↓
PR #1009, opened 2015-11-25
Fixes for recent PRs

wemrysi:
A couple of fixes that slipped through the last PR to the web feature


wemrysi:
@jedesah This seems to work, but we're getting a weird compile error for one of the build jobs, it doesn't happen for me locally (and one of the jobs worked) so I'm ok to merge this. Have you ever experienced the error that travis reports?

jedesah:
@wemrysi Just had a look, looks like a compiler crash to me. Let's merge it.

wemrysi:
@jedesah Ah, it looks `doc` related, which is why it only fails the first build. I think one of the issues is fixed upstream, the other two were introduced in `Interpreter`.

PR #1010, opened 2015-11-26
Fix test failures in CompileAndQueryServiceSpec

jedesah:
- InMemState now has pre-canned responses for queries
- other minor improvements
- Remove scaladoc links in Interpreter causing doc generation failures
- Various fixes in CompileAndQueryServiceSpec in order to make all tests pass

### DIFF
--- a/core/src/main/scala/quasar/fs/InMemory.scala
+++ b/core/src/main/scala/quasar/fs/InMemory.scala
@@ -4,6 +4,7 @@ package fs
 import quasar.Predef._
 import quasar.fp._
 import quasar.recursionschemes.Fix
+import quasar.Planner.UnsupportedPlan
 
 import scalaz._, Scalaz._
 import scalaz.concurrent.Task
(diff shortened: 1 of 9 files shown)


core/src/main/scala/quasar/fs/InMemory.scala
```diff
@@ -182,6 +203,12 @@ object InMemory {
   private val rmL: InMemState @> RM =
     Lens.lensg(s => m => s.copy(rm = m), _.rm)
 
+  private val contentsL: InMemState @> FileMap =
```
wemrysi: This is duplicating `fmL` above, probably just want to rename that one.

core/src/main/scala/quasar/fs/InMemory.scala
```diff
@@ -125,20 +133,33 @@ object InMemory {
 
   val queryFile: QueryFile ~> InMemoryFs = new (QueryFile ~> InMemoryFs) {
     def apply[A](qf: QueryFile[A]) = qf match {
-      case ExecutePlan(_, out) =>
-        (Vector(unsupported), ResultFile.User(out).right[FileSystemError])
-          .point[InMemoryFs]
+      case ExecutePlan(lp, out) =>
```
wemrysi: If we add another lens, we can rewrite this a bit more succinctly:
↑
EXERCISE INSTRUCTIONS
Repeat each line above exactly as written.

TASK RESULT
PR #1009, opened 2015-11-25
Fixes for recent PRs

wemrysi:
A couple of fixes that slipped through the last PR to the web feature


wemrysi:
@jedesah This seems to work, but we're getting a weird compile error for one of the build jobs, it doesn't happen for me locally (and one of the jobs worked) so I'm ok to merge this. Have you ever experienced the error that travis reports?

jedesah:
@wemrysi Just had a look, looks like a compiler crash to me. Let's merge it.

wemrysi:
@jedesah Ah, it looks `doc` related, which is why it only fails the first build. I think one of the issues is fixed upstream, the other two were introduced in `Interpreter`.

PR #1010, opened 2015-11-26
Fix test failures in CompileAndQueryServiceSpec

jedesah:
- InMemState now has pre-canned responses for queries
- other minor improvements
- Remove scaladoc links in Interpreter causing doc generation failures
- Various fixes in CompileAndQueryServiceSpec in order to make all tests pass

### DIFF
--- a/core/src/main/scala/quasar/fs/InMemory.scala
+++ b/core/src/main/scala/quasar/fs/InMemory.scala
@@ -4,6 +4,7 @@ package fs
 import quasar.Predef._
 import quasar.fp._
 import quasar.recursionschemes.Fix
+import quasar.Planner.UnsupportedPlan
 
 import scalaz._, Scalaz._
 import scalaz.concurrent.Task
(diff shortened: 1 of 9 files shown)


core/src/main/scala/quasar/fs/InMemory.scala
```diff
@@ -182,6 +203,12 @@ object InMemory {
   private val rmL: InMemState @> RM =
     Lens.lensg(s => m => s.copy(rm = m), _.rm)
 
+  private val contentsL: InMemState @> FileMap =
```
wemrysi: This is duplicating `fmL` above, probably just want to rename that one.

core/src/main/scala/quasar/fs/InMemory.scala
```diff
@@ -125,20 +133,33 @@ object InMemory {
 
   val queryFile: QueryFile ~> InMemoryFs = new (QueryFile ~> InMemoryFs) {
     def apply[A](qf: QueryFile[A]) = qf match {
-      case ExecutePlan(_, out) =>
-        (Vector(unsupported), ResultFile.User(out).right[FileSystemError])
-          .point[InMemoryFs]
+      case ExecutePlan(lp, out) =>
```
wemrysi: If we add another lens, we can rewrite this a bit more succinctly:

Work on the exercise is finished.